Better yet, the compound can be delivered to the parasite in a way that leads to minimal side effects for the human host.
"Belen [Cassera] has been researching the unique biochemistry of the malaria parasite since she was a Ph.D. student," said Carlier. "She knew where to look to find something important, and this project is a medicinal chemist's dream. We are very optimistic that this new strategy to treat malaria could eventually contribute to global health."

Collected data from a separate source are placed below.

PR #2905, opened 2026-01-30
Update Korean Fix

VenusGirl:
Delete non-translator...

This is my sole translation.


pbatard:
Rejected, for the reasons detailed on the other issue.

PR #2937, opened 2026-03-11
Japanese translation update and fix

reindex-ot:
I understand your policy regarding unsolicited PRs, but I've created a Draft PR just for your reference.
I noticed that the current Japanese translation contains several inaccuracies and inconsistencies.
My update also ensures the terminology aligns better with the standard Japanese Windows environment.


pbatard:
Thanks for this submission.

This however is a rather massive change, so I don't think I can apply it without consulting with the existing Japanese translator. Also, you edited the `.loc` directly, whereas you are supposed to use Pollock, as described in https://github.com/pbatard/rufus/wiki/Localization#editing-an-existing-homepage-translation.

There is a translation update round coming up for the upcoming 4.14 release, so I will point the current translator to your changes for review.

pbatard:
Oh, there is also something very strange about the source you used, as your patch shows:
```
 ######################################################################
 l "ja-JP" "Japanese (日本語)" 0x0411
-v 1.0.22
+v 4.13
 b "en-US"
```

Whereas the `.loc` version for Japanese has been `v4.5` for some time.

This leads me to think that you worked with a very old version of the `.loc` in the first place, which will make it very difficult to use anything from this PR.

So, whereas I will still try to reference this PR to the current Japanese translator, and let them decide what they want to do with it, I will also close it, as I don't think it is relevant to the current localization content.

PR #2954, opened 2026-04-17
[loc] update Lithuanian translation to latest

arvaidasre:
## Summary
- update the lt-LT localization block to 4.14
- add the missing Lithuanian translations for the latest WUE, DBX and UEFI-related messages from ChangeLog.txt
- polish several existing Lithuanian UI strings to use more natural, plain-language wording

## Testing
- not run (translation-only change)


pbatard:
Thanks for this. Are you the same person who also sent me an e-mail one hour before you created this PR?

If not, I'm going to have to first push the changes proposed by the first person, and then ask if you want to review them, as I'll have to pick the first person who contacted me for precedence (and I apologize about having to do that, as it'll just be a bad coincidence that 2 different persons contacted me within one hour of each other 7 days after I made the request).

arvaidasre:
I'm not a different person, everything is fine, I can check new words, I've made it more Lithuanian there.

pbatard:
Ah okay, in that case I will pick your update from the PR, and apply that one.

arvaidasre:
Let me clarify, I'm a different person, not the same.

pbatard:
Ah... That makes sense, because the names I got were really different. In that case, as indicated above, I will push that first person's changes and then, if you feel like some updates are needed, you can create a new PR (which, in the spirit of fairness I will ask that other translator to have a look at, to make sure they are okay with it).

pbatard:
Thanks for understanding. I have now pushed the other update, which you can also see at 74efb16c9dace064fdd32666d2ab9d9c4efc4906. Feel free to propose changes on top of it as you see fit.

arvaidasre:
I'm sorry, but he didn't translate anything there. I still see it in English where it should be in Lithuanian. Everything is Lithuanianized completely as it should be for me.

pbatard:
I'm afraid I cannot see your inline comments with regards to the translation (GitHub issue, I tried multiple browser, they just don't show anything. But I do get the e-mail notifications from it), so I cannot comment on what you highlighted specifically. It did test the new messages of the WUE dialog prior to pushing the request though, and did not see anything that stroke me as odd or untranslated (especially as my instructions are to keep terms like QoL in English).

Again, if you submit a PR with what you think should be improved, I will see the changes you propose and I can submit them for review.

Sorry about the extra work, but, again, the other person contacted me before you so I have to give them precedence in the spirit of fairness.

arvaidasre:
everything okay. Good day Sir

Issue #2080, opened 2022-11-07
[INTERNAL] List of rufus-3.22 enhancements and fixes


pbatard:
﻿﻿**This topic is flagged as INTERNAL and is therefore NOT open for comments.**

- [x] [3db3bf527fe32c5f6715377e38204be9a2cd7d07] [fac433a0fef3434ddb0c44bd53e0476f7bad04b0] [3281f6b97effa7b8af77164b61e48b608cd64b87] Figure out the best way to have translators add translations to the Windows Store listings &rarr; _Finally... And people still think that anything that has to do with translation is a 5 mins job! Oh and partner.microsoft.com still has a bug where you can't upload screenshots that use the same name, even if they reside in separate directories... **which they have now fixed**_
- [x] Start a new translation round &rarr; _Finally!!!_
  - [x] [76ec89032c549fb810f5488addb7a72121261203] Make sure `MSG_199` and `MSG_294` get a translation (through DeepL or whatever) regardless of whether other messages are translated as we will need those moving forward. 
- [x] Missing translations:
  * Arabic
  * Croatian
  * Danish
  * Japanese
  * Lithuanian
  * Malay
  * Norwegian
  * Slovenian
  * Thai
  * Vietnamese
- [x] [21ac145a4b65fe09e8d88954a7c66d20b0cefe0b] Cancelling during `WinMountImage()` / `WimUnmountImage()` may leave the user with opened `boot.wim`'s that generate an error on subsequent runs. While these can be removed with `dism /Get-MountedWimInfo` + `dism /Unmount-Wim /discard/Mountdir:C:\Users\###\AppData\Local\Temp\Ruf###.tmp`, do we want to add our own unmount?
- [x] [6ebe13eb31ef3e6f3d5b9efe8f826f161693435f] Remove Fido support from Windows 7 platforms (since we're going to retire it and it **is** gonna break)
- [x] [8d04e5f1f47146a78f8b4d25f686cb60ccc89d95] Update the build `.yml`'s to convert the use of the `set-output` command per [this](https://github.blog/changelog/2022-10-11-github-actions-deprecating-save-state-and-set-output-commands/)
[...]

PR #2961, opened 2026-04-30
Update Malay (Bahasa Melayu) translation

good-work-great-work1:
I realise issue #2080 is closed — submitting anyway in case this can be included
in a future update. Please let me know if this cannot be accepted.

### DIFF
--- a/res/loc/po/ms-MY.po
+++ b/res/loc/po/ms-MY.po
@@ -1,9 +1,9 @@
 msgid ""
 msgstr ""
-"Project-Id-Version: 3.22\n"
+"Project-Id-Version: 4.14\n"
 "Report-Msgid-Bugs-To: pete@akeo.ie\n"
-"POT-Creation-Date: 2023-04-25 13:26+0100\n"
-"PO-Revision-Date: 2023-04-25 13:33+0100\n"
+"POT-Creation-Date: 2026-04-30 21:19+0300\n"
+"PO-Revision-Date: 2026-04-30 21:44+0300\n"
 "Last-Translator: \n"
 "Language-Team: \n"
 "Language: ms_MY\n"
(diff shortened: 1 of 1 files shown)


pbatard:
Hey, thanks a lot for answering the call to provide a much needed Malay translation update.
However, your proposal is missing all new new messages that have been added since 3.22, so I would really need you to follow the directions from https://github.com/pbatard/rufus/wiki/Localization#Editing_an_existing_translation as you would be able to both edit the existing messages as well as see all the new messages that need translation in the convenience of the [Poedit](https://poedit.com/) well known translator tool.

Is that something you think you can do? The Malay translation is in desperate need of a proper update for all the new strings, and just updating the existing content simply won't cut it I'm afraid...

good-work-great-work1:
Okay, I'll take a look now.

good-work-great-work1:
@pbatard Pete, I'm on Linux. Is there any way to do this without that application? Or could you give me proper instructions for installing the .exe? I can't find them anywhere.

pbatard:
> I'm on Linux. Is there any way to do this without that application?

I'm afraid I cannot support Linux, especially as I want people to be able to test their changes in real-time so that they can tweak them, which is a feature Pollock.exe is designed to offer, but which of course cannot work on Linux, since Rufus is Windows-only in the first place.

All in all, it makes no sense for me to invest time in Linux users, especially in the limited context of translation work.

I'm afraid that I have to require that any translator who wishes to contribute to Rufus must be able to access a Windows platform when doing so.

If this is not something you can do, then that's okay. I will just wait for another Malay speaker to come along, who has access to Windows.

good-work-great-work1:
@pbatard Okay, I'll sort it out on my own. Thanks.

pbatard:
I appreciate that. But again, if it's too inconvenient for you, don't worry. Regardless of the outcome, I already appreciate very much that you volunteered to help!

good-work-great-work1:
@pbatard I've done everything. Will you accept the work?

good-work-great-work1:
It's hard on Linux, but possible.

pbatard:
Great! Thanks for this. Sadly you're a few hours too late for the 4.14 release, but I'll make sure your update is added to the next version of Rufus.

pbatard:
I have now applied your translation update into Rufus. Thanks again!

PR #2978, opened 2026-05-13
[wue] add option to enable the built-in Administrator account

corestudio-dev-ai:
Adds a new checkbox to the Windows User Experience dialog for Windows 11 ISOs that, when selected, runs 'net user Administrator /active:yes' as a FirstLogonCommand in the generated unattend.xml. The option is persisted across sessions but disabled by default, since the built-in Administrator account has no password set and grants full elevated access.


pbatard:
Has been rejected in the issue you opened for it, where you appeared to indicate that you wanted to wait for an answer before proposing the PR.

PR #2986, opened 2026-05-28
Add opt-in Mica backdrop support on Windows 11 22H2+

KoukeNeko:
## Summary

Adds an opt-in Mica system backdrop for Rufus dialogs on Windows 11 22H2+ (build 22621), reusing the existing delay-loaded `dwmapi` rather than pulling in the Windows App SDK / WinRT `MicaController`.

- **Title bar Mica** for every dialog via `DwmSetWindowAttribute` (`DWMWA_SYSTEMBACKDROP_TYPE = DWMSBT_MAINWINDOW`).
- **Client-area Mica (dark mode only)** via `DwmExtendFrameIntoClientArea` with a subclass that paints the background transparent through DWM's compositor (`BeginBufferedPaint` + `BufferedPaintSetAlpha`). Restricted to dark mode because GDI's dark text is unreadable on the chroma-keyed light-mode backdrop.
- **Transparent toolbars** so they blend with the backdrop instead of painting a solid strip.
- **Flicker-free expand/collapse** of the advanced sections via a redraw freeze around the resize.
- **Opt-in only**: disabled by default. Toggle via the new checkbox in the Update Policy & Settings dialog (`Ctrl+Alt+M` shortcut also works). Takes effect after a restart.

The feature is fully gated: on anything below Windows 11 22H2, or with the
setting off, behaviour is unchanged.

image
image
image

## Test plan

- [x] Win11 22H2+ dark mode: enable Mica, confirm title bar + client area show the backdrop
- [x] Win11 22H2+ light mode: enable Mica, confirm only the title bar gets Mica and all labels stay readable
- [x] Expand/collapse advanced device & format sections: no flicker, log window does not pop up
- [x] Toggle the setting checkbox and `Ctrl+Alt+M`: both write the registry key and apply after restart
- [x] Win10 / Win11 21H2: confirm no behavioural change (feature unavailable, checkbox disabled)
- [x] Mica off (default): dialogs render exactly as before

### DIFF
--- a/src/darkmode.c
+++ b/src/darkmode.c
@@ -209,9 +209,15 @@ void SetMicaBackdrop(HWND hWnd)
 	enum DWM_SYSTEMBACKDROP_TYPE backdrop = DWMSBT_MAINWINDOW;
 	MARGINS margins = { -1, -1, -1, -1 };
 
-	if (!IsAtLeastWin11_22H2())
+	if (!IsAtLeastWin11_22H2() || ReadSetting32(SETTING_MICA) != 1)
 		return;
 	DwmSetWindowAttribute(hWnd, DWMWA_SYSTEMBACKDROP_TYPE, &backdrop, sizeof(backdrop));
+	// Light-mode GDI text is naturally dark; ClearType edges drift toward
+	// pure black which DWM's chroma-key then erases, making labels vanish.
+	// Skip the client-area extension in light mode so only the title bar
+	// gets Mica - matching how most first-party Win11 apps behave.
+	if (!is_darkmode_enabled)
+		return;
 	DwmExtendFrameIntoClientArea(hWnd, &margins);
 	if (!GetWindowSubclass(hWnd, MicaBackgroundSubclass, (UINT_PTR)MicaBackgroundSubclassID, NULL))
 		SetWindowSubclass(hWnd, MicaBackgroundSubclass, (UINT_PTR)MicaBackgroundSubclassID, 0);
--- a/src/darkmode.c
+++ b/src/darkmode.c
@@ -149,17 +149,60 @@ void SetDarkTheme(HWND hWnd)
 	SetWindowTheme(hWnd, is_darkmode_enabled ? L"DarkMode_Explorer" : NULL, NULL);
 }
 
-// Mica system backdrop (Win11 22H2+). DWM blends desktop wallpaper through the
-// non-client area; the client area only shows Mica where the window does not
-// paint over it, so Rufus's solid dark/light brushes will limit the effect to
-// the title bar. Safe to call on any Windows version.
+// Extend Mica into the client area via DWM frame extension + chroma-key.
+// Within the extended frame, pure black (RGB 0,0,0) is composed as transparent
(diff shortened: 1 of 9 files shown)


pbatard:
Thanks for the submission. I appreciate this PR and the time you spent on it, but I fail to see a real pain point that it would address as I am not seeing flicker or toolbar blending issues on current Windows 11 platforms, and I haven't seen reports of it either.

Also, if I were to add it, it will **not** be as an option, as most users won't have the slightest clue what Mica is and what benefit they might get from it and it's purely cosmetic. We don't even have a UI option to disable or force dark mode/light mode, so I don't see why we should have a UI option for Mica. Please be mindful that Rufus is not Winamp, which means that we don't aim at having skins or UI candy so that users can relish in what they are looking at while creating a bootable drive, and it looks to me like the main point of Mica is that it'll allow users to use different shades of dark colors for their backdrop, or make them semi-transparent, which, again, I fail to see as a "must have" feature.

So, with regards to having this as an option, if Mica is that great and brings us demonstrable benefits, then it should be applied unconditionally on any platform that supports it.

Also I'm pretty sure that, since we still pop system dialogs here and there that I don't believe you patched for Mica, it will make our UI look very inconsistent, with the main dialog supporting Mica, but most of the popup dialogs not supporting it, and therefore looking very jarring.

So, to be honest, unless you can demonstrate that the Mica feature can address real UI pain-points that users experience with Rufus, as was the case for dark mode, this feature looks more trouble than it's worth, as it'd mean that (if optional) we'd now have TWO different paths to maintain/test for UI elements, and I'd rather concentrate on non UI matters than making things look pretty for whatever new UI scheme Microsoft invariably tries to push forward every couple of years or so, before it promptly abandons it for a completely different UI scheme. IMO, time would be better spent switching Rufus to full WinUI using XAML islands, than trying to pick bits and pieces that expect WinUI, just so that we can kind of fool users into thinking that they are dealing with a modern WinUI application.

So can you please explain what this brings to the table, what existing UI problems in Rufus you can demonstrate it addresses, and why it would make sense for Rufus users to have it (in which case, again, there is no reason why it should be optional)?

KoukeNeko:
Indeed, as someone whose first real experience of owning and understanding a computer was with Windows 10, I may naturally feel that UI is an important part of UX. Later on, one of the reasons I moved away from Windows and switched to macOS was the UI, so I suppose I may be more sensitive to this than the typical Rufus user.

That said, perhaps it is exactly Rufus’ lightweight, no-nonsense approach that makes it so easy to use. Adding Mica may look nice, but I understand that it may not be the best choice for Rufus.

Also, regarding the flickering I observed, it was probably caused by a rendering issue on the remote lab computer I was using, rather than Rufus itself. So I do not want to overstate that as an actual issue with the application.

My main frustration is probably less about Rufus itself, and more about the fact that native Win32 UI on Windows often feels rather dated.

I fully understand your reasoning, and I appreciate you taking the time to explain it. I’ll close this pull request.

Thank you again for your feedback, and thank you for maintaining Rufus. Maybe one day, when I return to Windows, I will appreciate Rufus even more for staying simple, focused, and reliable.

PR #3007, opened 2026-06-29
restore classic right click context menu as qol

Fredolx:
Restore the classic right click context menu as part of the QoL enchancements.

image


pbatard:
Not a bad idea, as this is indeed a QoL regression Microsoft inflicted to Windows users. This won't be part of 4.15 (too late in the release process) but I'll consider it for the next version.

pbatard:
Applied, thanks.

I also disabled auto-installation of manufacturer's app when plugging new hardware, as part of this WUE patch, mostly due to [this documented very questionable practice by hardware manufacturers](https://www.youtube.com/watch?v=Q9uefFYe6bM).

lextra2:
> 
> I also disabled auto-installation of manufacturer's app when plugging new hardware

@pbatard 
Could you also add a checkbox to prevent Windows from automatically downloading drivers?

To achieve this, you'd want to change `SearchOrderConfig` under `HKEY_LOCAL_MACHINE\SOFTWARE\Microsoft\Windows\CurrentVersion\DriverSearching` from `1` to `0`

Please note that this checkbox should also set `PreventDeviceMetadataFromNetwork` to `0`, or at least I think that this is a requirement.

pbatard:
@lextra2, I will only disable the automated driver installation of drivers by setting `PreventDeviceMetadataFromNetwork` to `0`.
I have no plans (and I see no reason) to go further than this, as this change was motivated by the video I linked.

PR #3014, opened 2026-07-14
[ui] add completion notification and log elapsed time

d06i:


pbatard:
No. This has been requested before, but it's completely **duplicate/redundant** information, and you have to be very conscious that when it comes to UI preferences, something that you may find desirable can actually be annoying for the vast majority of users.

Rufus uses the standard Windows cues for completion (full progress bar, return to active buttons, taskabar progress icon reset, etc) and displays the time elapsed prominently. There is no real need to add a super "in your face" display of the same cues, as it's going to quickly start to annoy users who know what they are doing (_"Why are you telling me you're done, when I can see plainly that you are done?"_).

pbatard:
Also Rufus is not a benchmarking tool, so keeping track of how long an operation took in the log is not something I see any need for. If you want to benchmark how fast your drive is, use an actual benchmarking application rather than rely on an estimate that is highly dependent on what image you are writing and the specific drive you used which won't tell you anything more than _"Oh yeah, I spend x minutes and y seconds writing that drive"_.

PR #3026, opened 2026-07-28
Update it-IT.po

lucamosca1:
Fixed translation errors and internet set lowercase. Feel free to discard if not needed


pbatard:
Applied. Thanks!

PR #1399, opened 2021-04-11
correct command line example for test

xunpan:
development document is good for reference during development work. Keeping it correct helps contributors.
1. upgrade kubebuilder version
2. remove `--v` `-v` because it is not the valid arguments.

This is found during development. No need an extra issue.


hectorj2f (commented):
/lgtm

PR #1400, opened 2021-04-11
feat: make concurrency of the worker configurable

### LINKED ISSUE #1392: Make worker count configurable for different controllers
Since #1379 has already fixed the reconciliation conflicts of same object, a worker count option should be imported to `ReconcileWorker` for better performance on different reconciliations.

**Why is this needed**:
As the comments above, a controller-friendly option for better performance.

/kind feature

zqzten:
As to gain better performance on different reconciliations, the concurrency of worker should be made configurable for different controllers.

In short, this PR does two things below:
* Introduce a new `MaxConcurrentReconciles` option to worker for inner controller concurrency settings.
* Introduce a new `Concurrency` section to KubeFedConfg to expose the concurrency settings to users.

Fixes #1392


zqzten:
@hectorj2f Mind take a look? Advice on further design is needed.

yuswift:
I'd prefer the first piece of advice. How do we define the `kubefedconfig` custom resource if we choose the second advice？Cause we don't know what sync controllers we will run.

zqzten:
> I'd prefer the first piece of advice. How do we define the `kubefedconfig` custom resource if we choose the second advice？Cause we don't know what sync controllers we will run.

I agree that configuring sync controller for each type in `kubefed` is not applicable, but what if we can configure that in FTC? In addition, there's still a choice between one config for all of the core controllers (sync, status, etc.) and seperated config for each core controller and higher level controller (like RSP) of kubefed.

zqzten:
To keep it simple as well as extendable, currently I exposed the `MaxConcurrentReconciles` option of the two core controllers' workers to user, because they do the most work of KubeFed and their performance is subject to the scale of clusters KubeFed managed. 

Other concurrency settings can alse be exposed in the `Concurrency` section of KubeFedConfg in the future when needed.

zqzten:
@jimmidyson @makkes This PR is ready for review.

hectorj2f:
@zqzten Could you highlight the performance benefits of this solution ? and why would you propose these changes ?

zqzten:
@hectorj2f We are using KubeFed in some large-scale cluster management cases, such as a public cloud service. It's common that operations on some clusters may take a long time (or even timeout) and block the controller processing resources belong to other users' clusters. Increasing the concurrency of sync controller mitigated this problem because now it has chance to process other resources on the fly.

In addition, it's apparent that properly increase the concurrency of a controller can improve its performance because it can simply process more events at the same time. The `MaxConcurrentReconciles` is a commonly used option in controller-runtime (as its [name](https://github.com/kubernetes-sigs/controller-runtime/blob/master/pkg/controller/controller.go#L38) comes from the controller-runtime library too) to improve the controller's performance.

hectorj2f (commented):
@zqzten Thanks for the explanation. @irfanurrehman @jimmidyson Do you have any concerns about these properties ?

pkg/apis/core/v1beta1/kubefedconfig_types.go
```diff
@@ -36,6 +36,8 @@ type KubeFedConfigSpec struct {
 	// +optional
 	ClusterHealthCheck *ClusterHealthCheckConfig `json:"clusterHealthCheck,omitempty"`
 	// +optional
+	Concurrency *ConcurrencyConfig `json:"concurrency,omitempty"`
```
jimmidyson, line 39: How about we move the concurrency settings under the respective controller config, e.g. add sync controller concurrency config in `SyncControllerConfig`?

zqzten: Thanks for the advice, it seems to be more clear indeed. I'll make this change.

jimmidyson: Thanks @zqzten!

charts/kubefed/values.yaml
```diff
@@ -18,7 +18,10 @@ controllermanager:
   ## Supported options are `configmaps` and `endpoints`
   leaderElectResourceLock:
   syncController:
+    maxConcurrentReconciles:
     adoptResources:
```
jimmidyson, line 22: nit (not a blocker): would be good to sort these alphabetically I think but I don't mind leaving as is
```suggestion
    adoptResources:
    maxConcurrentReconciles:
```

config/kubefedconfig.yaml
```diff
@@ -26,4 +26,7 @@ spec:
     successThreshold: 1
     timeout: 3s
   syncController:
+    maxConcurrentReconciles: 1
     adoptResources: Enabled
```
jimmidyson, line 30: nit: again personally prefer this to be sorted alphabetically but not a blocker.
```suggestion
    adoptResources: Enabled
    maxConcurrentReconciles: 1
```

pkg/apis/core/v1beta1/defaults/defaults.go
```diff
@@ -87,10 +90,20 @@ func SetDefaultKubeFedConfig(fedConfig *v1beta1.KubeFedConfig) {
 		spec.SyncController = &v1beta1.SyncControllerConfig{}
 	}
 
+	syncController := spec.SyncController
+	setInt64(&syncController.MaxConcurrentReconciles, DefaultSyncControllerMaxConcurrentReconciles)
```
jimmidyson, line 94: nit: no need to introduce variable here:

```suggestion
	setInt64(&spec.SyncController.MaxConcurrentReconciles, DefaultSyncControllerMaxConcurrentReconciles)
```

pkg/apis/core/v1beta1/defaults/defaults.go
```diff
@@ -87,10 +90,20 @@ func SetDefaultKubeFedConfig(fedConfig *v1beta1.KubeFedConfig) {
...
 		spec.SyncController.AdoptResources = new(v1beta1.ResourceAdoption)
 		*spec.SyncController.AdoptResources = v1beta1.AdoptResourcesEnabled
 	}
+
+	if spec.StatusController == nil {
+		spec.StatusController = &v1beta1.StatusControllerConfig{}
+	}
+
+	statusController := spec.StatusController
+	setInt64(&statusController.MaxConcurrentReconciles, DefaultStatusControllerMaxConcurrentReconciles)
```
jimmidyson, line 106: nit: no need to introduce variable here
```suggestion
	setInt64(&spec.StatusController.MaxConcurrentReconciles, DefaultStatusControllerMaxConcurrentReconciles)
```

pkg/apis/core/v1beta1/validation/validation.go
```diff
@@ -356,10 +356,19 @@ func ValidateKubeFedConfig(kubeFedConfig, oldKubeFedConfig *v1beta1.KubeFedConfi
 	case sync.AdoptResources == nil:
 		allErrs = append(allErrs, field.Required(adoptPath, ""))
 	default:
+		allErrs = append(allErrs, validateIntPtrGreaterThan0(syncPath.Child("maxConcurrentReconciles"), sync.MaxConcurrentReconciles)...)
 		allErrs = append(allErrs, validateEnumStrings(adoptPath, string(*sync.AdoptResources),
 			[]string{string(v1beta1.AdoptResourcesEnabled), string(v1beta1.AdoptResourcesDisabled)})...)
 	}
 
+	status := spec.StatusController
```
jimmidyson, line 364: Naming this `status` when it's a field in `spec` is a bit confusing. Perhaps
```suggestion
	statusController := spec.StatusController
```

charts/kubefed/values.yaml
zqzten: Just want to put the general options above the specific options, in accordance of the type defination of KubeFedConfig. And other options in this file are also not sorted alphabetically, so I'm going to leave it as is.

config/kubefedconfig.yaml
zqzten: Same as above.

charts/kubefed/values.yaml
jimmidyson: :+1: I'm down with that :)

jimmidyson (approved):

irfanurrehman (approved):
Thanks @zqzten for doing this.
/lgtm

PR #1420, opened 2021-06-08
build: Switch to Github Actions from Travis

### LINKED ISSUE #1419: Migrate from travis-ci.org to travis-ci.com
**What happened**:
We are using travis-ci.org for PR checks but that's going to shut down (has shut down rather): https://blog.travis-ci.com/2021-05-07-orgshutdown

We need to migrate to travis-ci.com or another service (Appveyor, GitHub Actions or similar)

/kind bug

jimmidyson:

This PR switches from Travis to Github Actions for PR builds - travis-ci.org is shutting down and migrating to travis-ci.com is equivalent effort to switching to Github Actions, which supposedly members have had a better experience with.

**Which issue(s) this PR fixes**
Fixes #1419 

Need to test this PR somehow - hope that pushing it triggers Github Actions.


.travis.yml
```diff
@@ -1,42 +0,0 @@
...
-# There are two environment variables configured in travis that allow the travis
-# build job to use this robot account:
-#
-# - QUAY_USERNAME
-# - QUAY_PASSWORD
-#
-# These are statically configured in the travis settings and are set by travis
-# in the build job's execution environment.
-after_success:
-  - test $DOC_ONLY && echo "Skipped!" || make push
```
makkes, line 38: This path isn't reflect in the GitHub Actions workflow above. Given the Makefile reads the TRAVIS_PULL_REQUEST environment variable in the push target, I take it we need to rework that a bit. My preference would be to just push anytime the target is called and only call that `on: push.tags`. wdyt?

.github/workflows/pr-workflow.yml
```diff
@@ -0,0 +1,25 @@
+name: PR build
+
+on: [pull_request]
```
makkes, line 3: This might pose a problem as GitHub Actions workflows triggered from forks do not have access to secrets: https://github.blog/2020-08-03-github-actions-improvements-for-fork-and-pull-request-workflows/#improvements-for-public-repository-forks
Solution:
```suggestion
on: [pull_request_target]
```

jimmidyson: I don't think this will work because this runs in the context of the base branch - it's only used for labelling, commenting, etc. not running code from an untrusted fork.

jimmidyson: `pull_request_target` doesn't use the pull request code though from what i've read, so it doesn't open up security issues. i'm hoping that github actions run on servers that have no pull rate limiting :crossed_fingers:

.travis.yml
jimmidyson: Done in 77a49debaedde724862dbe6157c60b982664c93a (i hope!)

.github/workflows/pr-workflow.yml
jimmidyson: https://github.com/actions/virtual-environments/issues/1445 explains that GitHub actions have no pull limit (agreement with docker hub) so no need to login.

makkes (approved):

makkes:
/lgtm

I believe there's no other way than to try it out. 🙂

PR #1428, opened 2021-06-17
fix: retry on recoverable propagation failure

zqzten:
Currently sync controller won't retry propagting a fed resource on any propagation failure, it's not resonable for some recoverable failures such as quota exceed, lack of permissions, etc. For the quota case, after we expand the quota for the failed cluster, we expect KubeFed to automatically succeed in propagating rather than manually edit the fed resource (which is meaninglessly) to trigger a reconciliation.

This PR enable sync controller to retry with back off on recoverable propagation failure.

### DIFF
--- a/pkg/controller/sync/controller.go
+++ b/pkg/controller/sync/controller.go
@@ -450,6 +450,15 @@ func (s *KubeFedSyncController) setFederatedStatus(fedResource FederatedResource
 		return util.StatusError
 	}
 
+	// return Error to trigger a retry with back off on recoverable propagation failure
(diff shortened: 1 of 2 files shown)


zqzten:
The test result is confusing... seems to have nothing to do with this PR.

zqzten:
friendly ping @font @xunpan for a review

xunpan:
Thanks!

/lgtm

irfanurrehman:
Thanks @zqzten for doing this.
/approve

PR #1432, opened 2021-06-23
build(deps): Upgrade and align k8s.io dependency versions

jimmidyson:
This aligns all k8s dependencies to the same version to reduce
potential dependency conflicts in future.


hectorj2f (commented):
/lgtm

The findings were published in April in Bioorganic & Medicinal Chemistry Letters.
New malaria drugs are desperately needed, because malaria parasites are gaining resistance to medications such as chloroquine and artemether. Malaria was responsible for an estimated 584,000 deaths in 2013.
"This is excellent chemistry being applied to a crucial biomedical problem," said Paul Roepe, a professor of chemistry and a professor of biochemistry and cellular and molecular biology at Georgetown University, who was not involved in the research. "The need for new antimalarial drugs is dire, and the work by Carlier and Cassera provides both attractive lead compounds for drug development as well as important probes for dissecting a key antimalarial drug target, the non-mevalonate pathway for isoprenoid biosynthesis. This pathway does not exist in humans, making it an extremely attractive, specific target for antimalarial drug design."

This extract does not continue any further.